Yeah, I should have guessed he’d pick that. “Okay, well, if we’re friends, Vlad, can I get you to promise not to kill me?” When he pauses for longer than I’d prefer, I point that out. “An immediate answer would be better than one where you have to think about it. Just saying.”

He huffs, amused. “I don’t want to kill you. You’re the first one that’s talked to me like I’m a normal person, not a mistake.”

Then I’ll talk his ear off, like Scheherazade and her thousand and one nights. “I’m glad we’re in agreement. And speaking of agreements ...” I gesture at our surroundings. “My eyes are bad. Can we turn at least one light on, or do you have to have total darkness?”

“I know that they have had certain lighting in the past that did not injure me, but the ones you used were painful.” He pauses and taps my arm. “You are the expert on the garlic monster. You tell me.”

“Vampire,” I correct again. “And as far as I know, it was just sunlight that affected vampires. Natural sunlight.”

“I have never seen the sun. I have only ever been on this station.”

That strikes me as sad. “You’ve never been planetside?

You’d like it. The weather is different every day and there’s a breeze.

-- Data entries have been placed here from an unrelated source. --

PR #577, opened 2026-08-12
[D585][GMSL] Configure tunnel CSI lane rates to 1300M Serializer / 1500M Deserializer (Tunnel Mode)

polejoe:
## Follow-up

PR #567 was merged into the already-merged PR #568 head branch, so its changes did not reach `dev`. This PR reapplies the change directly on the latest `dev` with a linear, rebased history.

## Summary

- Configure the D5x FG24/MAX96724 tunnel path for 1300 Mbps/lane from D585 to MAX96717 and 1500 Mbps/lane from MAX96724 to Host, using four lanes on both CSI segments.
- Keep the device-tree lane rates, NVIDIA bandwidth value, and per-format pixel clocks consistent.
- Preserve the legacy MAX96724 2000 Mbps/lane default for overlays without an explicit output rate. The FG24 overlay explicitly selects 1500 Mbps/lane.
- Treat an explicit camera input rate as a board/link property and validate it against firmware-reported capabilities. Invalid explicit values fail initialization instead of silently creating camera/serializer configuration drift.
- D4xx overlays do not request a rate override, so D4xx keeps its existing 1000 Mbps/lane rate and lane count.
- Keep continuous clock enabled and deskew calibration disabled at 1500 Mbps/lane.

The configured GMSL2 forward link is 6 Gbps. For this single-link FG24 topology, a four-lane 1500 Mbps/lane MAX96724 D-PHY output already matches that input-link ceiling; 2000 Mbps/lane adds output-side headroom but does not increase sustained input-limited E2E throughput. MAX96724 supports up to 2.5 Gbps per D-PHY lane.

Official references:

- https://www.analog.com/en/products/MAX96724.html
- https://www.analog.com/media/en/technical-documentation/data-sheets/max96724.pdf

## Validation

- Jetson67, JP 6.2.2 / L4T 36.5 / kernel 5.15.185-tegra, D5x tunnel mode with MAX96717/MAX96724.
- Full clean build and deployment passed. Runtime configuration reported four lanes, 1300 Mbps/lane input, 1500 Mbps/lane output, continuous clock, and deskew disabled.
- Direct V4L2 with wire metadata enabled: Depth Z16 + IR Y8I + RGB YUYV, all 1280x960@60, 5 seconds per cycle, 300 consecutive start/stop cycles.
- 300/300 application passes and 300/300 Host-clean cycles; 0 VI errors, EMBED/PIXEL_RUNAWAY, timeout/recovery, panic/Oops, or Host reboot.
- Host mean good-frame FPS: Depth 60.00, IR 60.00, RGB 60.00. HKR request/done counts matched and HIF done cadence remained approximately 60 FPS.
- SerDes link-integrity, ECC/CRC, decode/idle, pixel-CRC, and memory-ECC counters remained zero.
- JP6.2.2 kernel objects compile successfully, the FG24 overlay builds to DTBO, and checkpatch reports 0 errors / 0 warnings for the final patch.

Original reviewed change: https://github.com/realsenseai/realsense_mipi_platform_driver/pull/567

### DIFF
--- a/hardware/realsense/tegra234-camera-d4xx-overlay-fg24-4ch-d5xx.dts
+++ b/hardware/realsense/tegra234-camera-d4xx-overlay-fg24-4ch-d5xx.dts
@@ -127,7 +127,7 @@
 				status = "okay";
 				compatible = "nvidia, tegra-camera-platform";
 				num_csi_lanes = <4>;
-				max_lane_speed = <2000000>;
+				max_lane_speed = <1500000>;
 				min_bits_per_pixel = <10>;
 				vi_peak_byte_per_pixel = <2>;
 				vi_bw_margin_pct = <25>;
@@ -334,7 +334,9 @@
 							reg = <0x27>;
 							compatible = "adi,max96724";
 							csi-mode = "2x4";
+							csi-lane-count = <4>;
 							max-src = <1>;
+							csi-lane-rate-mbps = <1500>;
 							link-mask = <0x1>;
 							gmsl-link-speed = <6>;
 						};
@@ -364,6 +366,7 @@
 							compatible = "realsense,d5xx";
 							use_sensor_mode_id = "true";
 							cam-type = "IMU";
+							mipi-lane-rate-mbps = <1300>;
 							nvidia,gmsl-ser-device = <&ser_a>;
 							nvidia,gmsl-dser-device = <&dser>;
 
@@ -392,9 +395,11 @@
 								phy_mode = "DPHY";
 								discontinuous_clk = "no";
 								cil_settletime = "0";
+								deskew_initial_enable = "false";
+								deskew_periodic_enable = "false";
 								mclk_khz = "24000";
-								pix_clk_hz = "1000000000";
-								serdes_pix_clk_hz = "1000000000";
+								pix_clk_hz = "700000000";
+								serdes_pix_clk_hz = "750000000";
 								line_length = "640";
 								embedded_metadata_height = "0";
 							};
@@ -422,6 +427,7 @@
 							compatible = "realsense,d5xx";
 							use_sensor_mode_id = "true";
 							cam-type = "Y8";
+							mipi-lane-rate-mbps = <1300>;
 							nvidia,gmsl-ser-device = <&ser_a>;
 							nvidia,gmsl-dser-device = <&dser>;
 
@@ -451,9 +457,11 @@
 								phy_mode = "DPHY";
 								discontinuous_clk = "no";
 								cil_settletime = "0";
+								deskew_initial_enable = "false";
+								deskew_periodic_enable = "false";
 								mclk_khz = "24000";
-								pix_clk_hz = "1000000000";
-								serdes_pix_clk_hz = "1000000000";
+								pix_clk_hz = "700000000";
+								serdes_pix_clk_hz = "750000000";
 								line_length = "1280";
 								embedded_metadata_height = "1";
 							};
@@ -469,11 +477,11 @@
 								phy_mode = "DPHY";
 								discontinuous_clk = "no";
 								cil_settletime = "0";
-								deskew_initial_enable = "true";
-								deskew_periodic_enable = "true";
+								deskew_initial_enable = "false";
+								deskew_periodic_enable = "false";
 								mclk_khz = "24000";
-								pix_clk_hz = "500000000";
-								serdes_pix_clk_hz = "500000000";
+								pix_clk_hz = "350000000";
+								serdes_pix_clk_hz = "375000000";
 								line_length = "1280";
 								embedded_metadata_height = "1";
 							};
@@ -501,6 +509,7 @@
 							compatible = "realsense,d5xx";
 							use_sensor_mode_id = "true";
 							cam-type = "RGB";
+							mipi-lane-rate-mbps = <1300>;
 							nvidia,gmsl-ser-device = <&ser_a>;
 							nvidia,gmsl-dser-device = <&dser>;
 
@@ -529,11 +538,11 @@
 								phy_mode = "DPHY";
 								discontinuous_clk = "no";
 								cil_settletime = "0";
-								deskew_initial_enable = "true";
-								deskew_periodic_enable = "true";
+								deskew_initial_enable = "false";
+								deskew_periodic_enable = "false";
 								mclk_khz = "24000";
-								pix_clk_hz = "500000000";
-								serdes_pix_clk_hz = "500000000";
+								pix_clk_hz = "350000000";
+								serdes_pix_clk_hz = "375000000";
 								line_length = "1920";
 								embedded_metadata_height = "1";
 							};
@@ -560,6 +569,7 @@
 							compatible = "realsense,d5xx";
 							use_sensor_mode_id = "true";
 							cam-type = "Depth";
+							mipi-lane-rate-mbps = <1300>;
 							nvidia,gmsl-ser-device = <&ser_a>;
 							nvidia,gmsl-dser-device = <&dser>;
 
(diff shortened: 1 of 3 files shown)


ghu3 (dismissed):

pinquanw (dismissed):

ymodlin:
**[rs-agentic] automated review** — external contribution, so this is limited to potential BUGs only. No approval implied.

*(Posted as a PR-level comment because an unsubmitted draft review already exists on this PR and GitHub blocks concurrent inline comments — I did not touch that draft.)*

**1. `nvidia-oot/max96724.c:95` — `MAX96724_CSI_LANE_RATE_DEFAULT_MBPS 1500` regresses the other max96724 board**
The old code wrote `MAX96724_DPLL_2000MBPS` (0x34 = 2000 Mbps) unconditionally for *every* max96724 board. `tegra234-camera-d4xx-overlay-d5xx.dts` does not set the new `csi-lane-rate-mbps` property, so it silently drops 2000 → 1500 Mbps. Either keep 2000 as the default, or set `csi-lane-rate-mbps` in that overlay within this PR.

**2. `tegra234-camera-d4xx-overlay-fg24-4ch-d5xx.dts:483` (and 544, 606) — `pix_clk_hz` inconsistent with both link rates**
`serdes_pix_clk_hz = 375000000` is right for 1500 Mbps (375M x 16bpp / 4 lanes). But `pix_clk_hz = 350000000` implies 1400 Mbps, which matches neither the 1300 Mbps serializer nor the 1500 Mbps deserializer in the title. CLAUDE.md gives `325000000` for 4 x 1300 Mbps at 16bpp. The 350M/700M pair looks carried over from the 1400 Mbps pixel-mode change in #570 — please confirm the intended value.

nvidia-oot/max96724.c
```diff
@@ -87,8 +87,13 @@
...
 #define MAX96724_CSI_PHY_EN_ALL		0xF0
 #define MAX96724_CSI_LANE_MAP_DEFAULT	0xE4
-#define MAX96724_LANE_CTRL_4LANE	0xC0
-#define MAX96724_DPLL_2000MBPS		0x34
+#define MAX96724_LANE_CTRL_NUM_LANES(n)	(((n) - 1) << 6)
+#define MAX96724_DPLL_FREQ_OVERRIDE	BIT(5)
+#define MAX96724_CSI_LANE_RATE_MIN_MBPS	100
+#define MAX96724_CSI_LANE_RATE_MAX_MBPS	2500
+#define MAX96724_CSI_LANE_RATE_STEP_MBPS	100
+#define MAX96724_CSI_LANE_RATE_DEFAULT_MBPS	1500
```
ymodlin: **BUG (likely regression)** — the effective default drops from 2000 Mbps (old `MAX96724_DPLL_2000MBPS = 0x34`) to 1500 Mbps for every max96724 DT that does *not* set `csi-lane-rate-mbps`.

`hardware/realsense/tegra234-camera-d4xx-overlay-d5xx.dts` also instantiates `adi,max96724` and does not carry the new property, so its DPLL silently changes without that overlay being touched or validated in this PR.

Either keep the default at 2000 (preserving current behaviour) or add `csi-lane-rate-mbps` to the other overlay in this same change. CLAUDE.md asks for exactly this lockstep for the analogous max96712 `BACKTOP25` rate.

nvidia-oot/max96724.c
```diff
@@ -1370,6 +1383,30 @@ static int max96724_parse_dt(struct max96724 *priv,
 		return -EINVAL;
 	}
 	priv->link_mask = value;
+	priv->csi_lane_count = MAX96724_CSI_LANE_COUNT_DEFAULT;
+	err = of_property_read_u32(node, "csi-lane-count", &value);
```
ymodlin: **Enhancement** — `csi-lane-count` is a no-op knob today: any value other than 4 is rejected with a warning and the default (4) is kept, so the property can never change `MAX96724_LANE_CTRL_NUM_LANES()`. Either drop it until 2-lane is actually supported, or accept 2 as well.

Also: `csi-lane-count`, `csi-lane-rate-mbps` and `mipi-lane-rate-mbps` are all new DT bindings with no documentation — worth a short note in the overlay header comment.

kernel/realsense/d4xx.c
```diff
@@ -6219,24 +6222,50 @@ static int ds5_hw_init(struct i2c_client *c, struct ds5 *state)
...
+				 "invalid DT MIPI lane rate %u, using %u Mbps\n",
+				 dt_lane_rate, default_lane_rate);
+		} else {
+			lane_rate = dt_lane_rate;
+		}
+	}
+	if (mipi_caps_valid &&
+	    (lane_rate < drate_min || lane_rate > drate_max)) {
+		dev_warn(sd->dev,
+			 "MIPI lane rate %u outside FW range %u-%u, using %u Mbps\n",
```
ymodlin: **Logic issue** — when no DT override is present, `lane_rate == default_lane_rate`, so this branch warns and then re-assigns the same value it just rejected. The message reads `"... outside FW range 1000-1100, using 1200 Mbps"` while 1200 is what was rejected. The fallback is not guaranteed to be in range either.

Suggest validating only the DT-supplied value against `drate_min/drate_max` and leaving the compiled-in default alone.

Separately: if FW reports `drate_max < 1300`, the DT's `mipi-lane-rate-mbps = <1300>` is silently dropped to 1200 while the SerDes/overlay stay sized for 1300 — that config drift surfaces only as a `dev_warn`. Consider failing `ds5_hw_init()` on an explicitly-specified but unusable DT rate.

hardware/realsense/tegra234-camera-d4xx-overlay-fg24-4ch-d5xx.dts
```diff
@@ -364,6 +366,7 @@
 							compatible = "realsense,d5xx";
 							use_sensor_mode_id = "true";
 							cam-type = "IMU";
+							mipi-lane-rate-mbps = <1300>;
```
ymodlin, line 380: **Guideline (CLAUDE.md)** — `mipi-lane-rate-mbps` is only honoured when `is_d58x` is true, so the same property in a D4xx overlay is parsed and silently ignored. That makes a DT property's meaning depend on the *detected camera model*, which is the pattern CLAUDE.md calls out ("any behavior that depends on the connected camera model must be decided in-driver from the detected device type, never via a DT property", cf. RSDEV-12608).

If the rate is genuinely a board/link fact, honour it for all models (still bounded by the FW caps); if it is a D585-only FW capability, derive it from the detected device type instead of DT.

ymodlin (commented):
Auto-generated review by the **rs-agentic bot**.

Good direction — making the lane rate data-driven instead of hardcoded is the right call, and the `serdes_pix_clk_hz` values are consistent with 1500 Mbps x4 (375M x16bpp, 750M x8bpp) and with `max_lane_speed = <1500000>`.

One likely regression (max96724 default rate) plus a few smaller items inline.

nvidia-oot/max96724.c
polejoe: Valid. Fixed in 2157b5c: the generic MAX96724 default remains 2000 Mbps/lane, while FG24 explicitly selects 1500. For one 6 Gbps GMSL2 link, 4 x 1500 already reaches the input ceiling; 2000 adds no sustained E2E benefit. ADI: https://www.analog.com/en/products/MAX96724.html.

nvidia-oot/max96724.c
polejoe: Addressed in 2157b5c. The current path supports only the validated 2x4/four-lane topology, so non-four-lane values now fail instead of silently falling back. The three lane properties are documented; two-lane support remains separate work.

kernel/realsense/d4xx.c
polejoe: Valid. Fixed in 2157b5c. Only explicit DT overrides are validated; malformed, unavailable, or out-of-range values now fail initialization instead of silently creating camera/serializer rate drift.

hardware/realsense/tegra234-camera-d4xx-overlay-fg24-4ch-d5xx.dts
polejoe: Valid. Fixed in 2157b5c. The D58x-only gate was removed: the DT rate is treated as a board/link property and checked against FW capabilities. Existing D4xx overlays have no override and keep their current rate and lane count.

polejoe:
Addressed in `2157b5c`:

- Kept the generic MAX96724 default at 2000 Mbps/lane; FG24 explicitly uses 1500.
- Corrected camera-side `pix_clk_hz` for 1300 Mbps/lane.
- Removed silent DT-rate fallback and the D58x-only property gate.
- Documented and strictly validated the supported four-lane topology.

The branch was rebased onto the latest `dev`; the PR now has a linear two-commit history and no merge commit.

nvidia-oot/max96724.c
ymodlin: change approved

nvidia-oot/max96724.c
ymodlin: change approved

kernel/realsense/d4xx.c

hardware/realsense/tegra234-camera-d4xx-overlay-fg24-4ch-d5xx.dts
ymodlin: change approved

ejgoldik (approved):

polejoe:
Correction: this PR was already in the `dev` merge queue and should not have been retargeted.

After the base was changed in error, GitHub merged #577 into `dev_gmsl_merge` as `1521835f74062c06fa713d4d583156fa2fe58429`. A merged pull request cannot have its base restored.

The exact unchanged head commit, `2157b5c488d565534ac1a1d6df4bd2364e5de8e8`, is now reopened as #596 targeting `dev`. The original approving reviewer has been requested again because GitHub does not transfer approvals between pull requests.

`dev_gmsl_merge` will only be used for eligible PRs that have not already entered the `dev` merge queue.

The air is fresh and doesn’t smell like old socks like it does here on the station.

And the skies at night are gorgeous.” I’m hit with a wave of homesickness.

I haven’t seen the sun or felt a breeze since I was acquired by Nasit.

“The station does smell bad,” he admits. “I thought it was only something I scented.”

I chuckle at that. “No, I smell it, too. It’s the air recyclers or something.

They always smell musty. And I want to get a look at you, Vlad.

See if you have other typical vampire characteristics.

” See what I’m working with. See if you’ve got the look of a cold-blooded killer on your face.

See if you’re looking at me like I’m a human or a hamburger. “Come on.”